Dataset entries

== == ==

PR #4421, opened 2025-12-04
cpu: x64: matmul: improve perf for shapes w/small K for f32 matmul

xuxinzen:
Partially fixes MFDNN-13919

Using large offset in writing data to memory causes latency in performance, adding `prefetchw` helps to close the perf gap for the shapes with large N. With this patch, most of the perf drop can be fixed except for some shapes(K == 32) according to customer support team. The perf gap is less than ~10% for the whole model.

### DIFF
--- a/src/cpu/x64/matmul/brgemm_matmul_utils.cpp
+++ b/src/cpu/x64/matmul/brgemm_matmul_utils.cpp
@@ -1846,7 +1846,7 @@ status_t init_brgemm_matmul_conf(cpu_isa_t isa, brgemm_matmul_conf_t &bgmmc,
             && is_superset(bgmmc.isa, avx512_core)) {
         // Dispatch the shapes with small K to gemm for better performance
         // The heuristic values are empirical
-        const bool small_K = bgmmc.N <= 14528
+        const bool small_K = bgmmc.N <= 14528 && bgmmc.K == 32
                 && ((bgmmc.M <= 768 && bgmmc.K <= 128)
                         || bgmmc.K * bgmmc.M <= 49152);
         // We need to exclude certain shapes as brgemm matmul performs better


xuxinzen:
make test

ankalinin (approved):

src/cpu/x64/matmul/brgemm_matmul_utils.cpp
```diff
@@ -866,7 +866,10 @@ float compute_blocking_heuristic_avx512(brgemm_matmul_conf_t &bgmmc,
         matmul_avx512_blocking_params_t &best_blocking) {
     const int nthr = bgmmc.nthr;
 
-    const int max_m_blk = nstl::min(256, matmul.M);
+    const bool need_large_m_blk = bgmmc.ndims == 2 && bgmmc.N <= 14528
+            && ((bgmmc.M <= 768 && bgmmc.K <= 128)
+                    || bgmmc.K * bgmmc.M <= 49152);
+    const int max_m_blk = nstl::min(need_large_m_blk ? 512 : 256, matmul.M);
```
densamoilov, line 873: This new condition will affect all data types, not only fp32. Are we sure that it won't introduce regressions for non-fp32 data types?

xuxinzen: The upper condition limits this heuristic only apply to [f32](https://github.com/uxlfoundation/oneDNN/blob/main/src/cpu/x64/matmul/brgemm_matmul_utils.cpp#L1841).

xuxinzen: Updated the limitation on `compute_blocking_heuristic_avx512`

densamoilov (approved):

PR #3770, opened 2025-08-14
Update nGEN

echeresh:
PR updates nGEN to fully align with the upstream repository.

For future upstreaming, I created `scripts/update_ngen.sh` to automate this process to keep manual interaction at minimum.

PR #4423, opened 2025-12-05
third_party: ngen: restore PVC WAR bug workaround

echeresh:
Jira: [MFDNN-14449](https://jira.devtools.intel.com/browse/MFDNN-14449)
Introduced with nGEN update in https://github.com/uxlfoundation/oneDNN/pull/3770.
Thanks to @petercad for help with investigation.


echeresh:
make test
set test_scope=NIGHTLY
disable test_device_cpu
disable benchdnn_all
enable benchdnn_conv
enable benchdnn_deconv
enable benchdnn_matmul
enable arch_gpu_xe-hpc

rjoursler:
Since we have hit this same bug many times, can we add a PVC specific test to try and catch nGEN regressions here?

echeresh:
> Since we have hit this same bug many times, can we add a PVC specific test to try and catch nGEN regressions here?

Good point, added a regression test here: #4429
As discussed, it's an ad-hoc/convolution-specific test for now. Will think about an nGEN-specific test in the future if needed.

PR #4424, opened 2025-12-05
gpu: intel: ocl: add a size guard to stateless addressing flag

spalicki:
Adding guards for stateless addressing model:
1. OpenCL GPU runtime only since SYCL does not allow allocating buffers bigger than 4GB
2. Primitive uses buffers bigger than 4 GB
3. Device must support 64bit addresses

Also, readding a check for max allowed allocation on SYCL runtime, since it leads to some tests failing instead of being skipped.

Fixes: [MFDNN-14454](https://jira.devtools.intel.com/browse/MFDNN-14454) and [MFDNN-14459](https://jira.devtools.intel.com/browse/MFDNN-14459).

### DIFF
--- a/src/common/primitive_desc.hpp
+++ b/src/common/primitive_desc.hpp
@@ -260,12 +260,12 @@ struct primitive_desc_t : public c_compatible {
     virtual const memory_desc_t *invariant_bia_md() const {
         return invariant_wei_md(1);
     }
-    virtual const memory_desc_t *invariant_dst_md() const {
+    virtual const memory_desc_t *invariant_dst_md(int index = 0) const {
         const auto prop_kind = get_prop_kind();
         return utils::one_of(prop_kind, prop_kind::backward_data,
                        prop_kind::backward_weights, prop_kind::backward)
-                ? diff_dst_md()
-                : dst_md();
+                ? diff_dst_md(index)
+                : dst_md(index);
     }
 
     virtual format_kind_t invariant_src_user_format_kind(int index = 0) const {
@@ -470,6 +470,28 @@ struct primitive_desc_t : public c_compatible {
 
     int pd_iterator_offset() const { return pd_iterator_offset_; }
     int skip_idx() const { return skip_idx_; }
+
+    bool has_large_buffers() const {
+        auto is_large = [](const memory_desc_t *md) {
+            return memory_desc_wrapper(md).size() > UINT32_MAX;
+        };
+
+        for (int i = 0; i < n_inputs(); i++) {
+            if (is_large(invariant_src_md(i))) return true;
+        }
+        if (is_large(invariant_wei_md())) return true;
+        for (int i = 0; i < n_outputs(); i++) {
+            if (is_large(invariant_dst_md(i))) return true;
+        }
+        const auto &post_ops = attr()->post_ops_;
+        for (int i = 0; i < post_ops.len(); i++) {
+            const auto &e = post_ops.entry_[i];
+            if (e.is_binary()) {
+                if (is_large(&(e.binary.src1_desc))) return true;
+            }
+        }
+        return false;
+    }
 
 protected:
     primitive_attr_t attr_;
--- a/src/gpu/intel/compute/kernel_ctx.hpp
+++ b/src/gpu/intel/compute/kernel_ctx.hpp
@@ -85,6 +85,13 @@ public:
     // operations when native 64-bit operations are unsupported.
     void use_int32_offset(bool value) { use_int32_offset_ = value; }
 
+    void require_stateless_addressing(bool value) {
+        require_stateless_addressing_ = value;
+    }
+    bool require_stateless_addressing() const {
+        return require_stateless_addressing_;
+    }
+
     void define_int(const char *variable, int64_t value) {
         set_macro(variable, value, int_var_map_);
     }
@@ -157,8 +164,9 @@ public:
     bool has_custom_headers() const { return !custom_headers_.empty(); }
 
 private:
-    void register_buffer_size(dim_t nelems) {
-        if (nelems > INT_MAX) use_int32_offset(false);
+    void register_buffer_size(dim_t nelems, size_t size) {
+        if (nelems > INT32_MAX) use_int32_offset(false);
+        if (size > UINT32_MAX) require_stateless_addressing(true);
     }
 
     void set_default_options(const primitive_attr_t *attr) {
@@ -208,6 +216,7 @@ private:
     std::set<std::string> option_set_;
     std::unordered_map<std::string, std::string> custom_headers_;
     bool use_int32_offset_ = true;
+    bool require_stateless_addressing_ = false;
 };
 
 } // namespace compute
--- a/src/gpu/intel/rnn/config.hpp
+++ b/src/gpu/intel/rnn/config.hpp
@@ -181,6 +181,8 @@ struct ocl_conf_t {
     bool copy_diff_dst_layer = false;
     bool copy_diff_src_layer;
     bool deterministic = false;
+    bool require_stateless_addressing = true;
+    uint8_t pad2[7] = {};
     struct comp_conf_t {
         bool is_enabled = false;
         bool compute_gemm_layer = false;
--- a/tests/benchdnn/dnnl_common.cpp
+++ b/tests/benchdnn/dnnl_common.cpp
@@ -1102,21 +1102,17 @@ int get_gpu_ram_sizes(size_t &ram_size, size_t &max_alloc_size) {
 
 #if DNNL_GPU_RUNTIME == DNNL_RUNTIME_OCL
     auto eng = dnnl::engine(get_test_engine(), true);
-    cl_int status = CL_SUCCESS;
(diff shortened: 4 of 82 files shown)


spalicki:
make test perf-gpu

spalicki:
make test perf-gpu

spalicki:
make test
disable test_device_cpu
disable build_cpu_runtime_omp
disable build_cpu_runtime_tbb
set test_scope=NIGHTLY

spalicki:
make test
disable test_device_cpu
disable build_cpu_runtime_omp
disable build_cpu_runtime_tbb
set test_scope=NIGHTLY

spalicki:
make test perf-gpu

spalicki:
make test perf-gpu

spalicki:
make test perf-gpu

spalicki:
make test
disable test_device_cpu
disable build_cpu_runtime_omp
disable build_cpu_runtime_tbb
set test_scope=NIGHTLY

atkassen:
make test perf-gpu

src/common/primitive_desc.hpp
```diff
@@ -260,12 +260,12 @@ struct primitive_desc_t : public c_compatible {
     virtual const memory_desc_t *invariant_bia_md() const {
         return invariant_wei_md(1);
     }
-    virtual const memory_desc_t *invariant_dst_md() const {
+    virtual const memory_desc_t *invariant_dst_md(int index = 0) const {
```
dzarukin, line 263: `invariant_dst_md` also presents in other files inside CPU folder, their declarations and bodies must be updated as well.

src/common/primitive_desc.hpp
```diff
@@ -471,6 +471,28 @@ struct primitive_desc_t : public c_compatible {
     int pd_iterator_offset() const { return pd_iterator_offset_; }
     int skip_idx() const { return skip_idx_; }
 
+    bool has_large_buffers() const {
```
dzarukin, line 474: If the `true`/`false` is only thing you need, I'd just return once `is_large` returns `true` to skip unnecessary checks for further tensors.

src/common/primitive_desc.hpp
```diff
@@ -471,6 +471,28 @@ struct primitive_desc_t : public c_compatible {
...
+        uint32_t num_large_buffers = 0;
+
+        auto is_large = [](const memory_desc_t *md) {
+            return static_cast<uint64_t>(memory_desc_wrapper(md).size())
```
dzarukin: `size()` returns `size_t` which is basically `uint64_t`. Why is this cast needed?

src/common/primitive_desc.hpp
```diff
@@ -471,6 +471,28 @@ struct primitive_desc_t : public c_compatible {
...
+                    > UINT32_MAX;
+        };
+
+        for (int i = 0; i < n_inputs(); i++)
+            num_large_buffers += is_large(invariant_src_md(i));
+        num_large_buffers += is_large(invariant_wei_md());
```
dzarukin: Input may refer to weights also.
```suggestion
        for (int i = 0; i < n_inputs(); i++)
            num_large_buffers += is_large(invariant_src_md(i));
            num_large_buffers += is_large(invariant_wei_md(i));
        }
```

src/gpu/intel/compute/kernel_ctx.hpp
```diff
@@ -85,6 +85,13 @@ class kernel_ctx_t {
     // operations when native 64-bit operations are unsupported.
     void use_int32_offset(bool value) { use_int32_offset_ = value; }
 
+    void require_stateless_addressing(bool value) {
+        require_stateless_addressing_ = value;
+    }
+    bool require_stateless_addressing() const {
+        return require_stateless_addressing_;
+    }
```
dzarukin, line 93: This is a more traditional convention.
```suggestion
    void set_stateless_addressing(bool value) {
        stateless_addressing_ = value;
    }
    bool get_stateless_addressing() const {
        return stateless_addressing_;
    }
```

src/gpu/intel/compute/kernel_ctx.hpp
```diff
@@ -208,6 +216,7 @@ class kernel_ctx_t {
     std::set<std::string> option_set_;
     std::unordered_map<std::string, std::string> custom_headers_;
     bool use_int32_offset_ = true;
+    bool require_stateless_addressing_ = false;
```
dzarukin, line 219: Minor: I'd leave a comment what this switch is responsible for and what are implications.

src/gpu/intel/compute/kernel_ctx.hpp
```diff
@@ -157,8 +164,9 @@ class kernel_ctx_t {
     bool has_custom_headers() const { return !custom_headers_.empty(); }
 
 private:
-    void register_buffer_size(dim_t nelems) {
-        if (nelems > INT_MAX) use_int32_offset(false);
+    void register_buffer_size(dim_t nelems, uint64_t size) {
```
dzarukin: Can `size_t` be used here instead?

src/gpu/intel/rnn/config.hpp
```diff
@@ -181,6 +181,8 @@ struct ocl_conf_t {
     bool copy_diff_dst_layer = false;
     bool copy_diff_src_layer;
     bool deterministic = false;
+    bool require_stateless_addressing = true;
+    uint8_t pad2[7] = {};
```
dzarukin, line 185: I've seen some places used `3` instead. What does it depend on?

tests/benchdnn/dnnl_common.cpp
```diff
@@ -1096,30 +1096,36 @@ size_t get_cpu_ram_size() {
 }
 #endif
 
-int get_gpu_ram_size(size_t &ram_size) {
+int get_gpu_ram_sizes(size_t &ram_size, size_t &max_alloc_size) {
```
dzarukin, line 1099: Nit: would be great if you could use a separate revert commit for the check so it's visible if there's anything added on top of it.

src/gpu/intel/rnn/config.hpp
atkassen: We pad as necessary so the total size of the members matches the size of the struct. In this case, the alignment of the struct is 8B, so adding the extra `bool` adds 1B to the total size of the members, but 8B to the size of the struct, so pad with an additional 7B. Other structs may be 4B aligned, so the padding may be different in that case, or we have a different number/kind of sub-alignment-sized types, etc.

dzarukin: Thanks for clarifications!

rjoursler: To add a little bit more, this padding is so we can use [serilization_stream_t::append](https://github.com/uxlfoundation/oneDNN/blob/22bdd09d01c844e24b39bb1e9dc956e40dbed080/src/common/serialization.hpp#L96-L106), which allows us to avoid maintaining hashing and equality operator required for kernel cache keys.

rjoursler (approved):

src/gpu/intel/compute/kernel_ctx.hpp
spalicki: The comment is in engine.cpp where this is used, but I can copy it here.

src/gpu/intel/compute/kernel_ctx.hpp
spalicki: Yes, it just did not make sense from language point of view. I assumed `require_stateless_addressing` is more descriptive of what we are trying to get/set.

src/common/primitive_desc.hpp
spalicki: But I do not think that both are of `n_inputs()` size, weights(0) is usually, well weights, while weights(1) is bias (if used).

src/common/primitive_desc.hpp
spalicki: macOS and aarch64 compiler complained when there was no explicit cast, but I can remove it if just checking for a bool.

src/common/primitive_desc.hpp
spalicki: That is why I added default 0, so all old usage is the same.

tests/benchdnn/dnnl_common.cpp
spalicki: Previous commit was a bit bigger so I would be reverting and then readding a lot of code.

dzarukin: For a full scope - sure. Partial revert of specifically benchdnn changes would do.

spalicki:
make test
disable test_device_cpu
disable build_cpu_runtime_omp
disable build_cpu_runtime_tbb

tests/benchdnn/dnnl_common.cpp
spalicki: Done.

dzarukin: Thank you!

src/common/primitive_desc.hpp
dzarukin: Got it, thanks for explaining.

dzarukin (approved):

PR #4427, opened 2025-12-05
ukernel: use thread-local, cache-line aligned buffers in execute functions

ankalinin:
Optimize ukernel multithreaded performance through cache-line aligned memory management:

- Introduction of a thread-local, cache-line aligned buffer for batch elements, which replaces the previous use of a standard vector. This helps prevent cache line sharing across threads and reduces memory allocation overhead.
- Documentation is also updated to reflect the importance of input buffers memory alignment for performance.

It is obvious that the performance improvement is most noticeable for small sizes. For 1-core case it is 4-5%. For very small sizes up to 10%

== == ==

Starting from the line holding "spalicki: Done.", restate the remaining lines of the data word for word, including the last.

spalicki: Done.

dzarukin: Thank you!

src/common/primitive_desc.hpp
dzarukin: Got it, thanks for explaining.

dzarukin (approved):

PR #4427, opened 2025-12-05
ukernel: use thread-local, cache-line aligned buffers in execute functions

ankalinin:
Optimize ukernel multithreaded performance through cache-line aligned memory management:

- Introduction of a thread-local, cache-line aligned buffer for batch elements, which replaces the previous use of a standard vector. This helps prevent cache line sharing across threads and reduces memory allocation overhead.
- Documentation is also updated to reflect the importance of input buffers memory alignment for performance.

It is obvious that the performance improvement is most noticeable for small sizes. For 1-core case it is 4-5%. For very small sizes up to 10%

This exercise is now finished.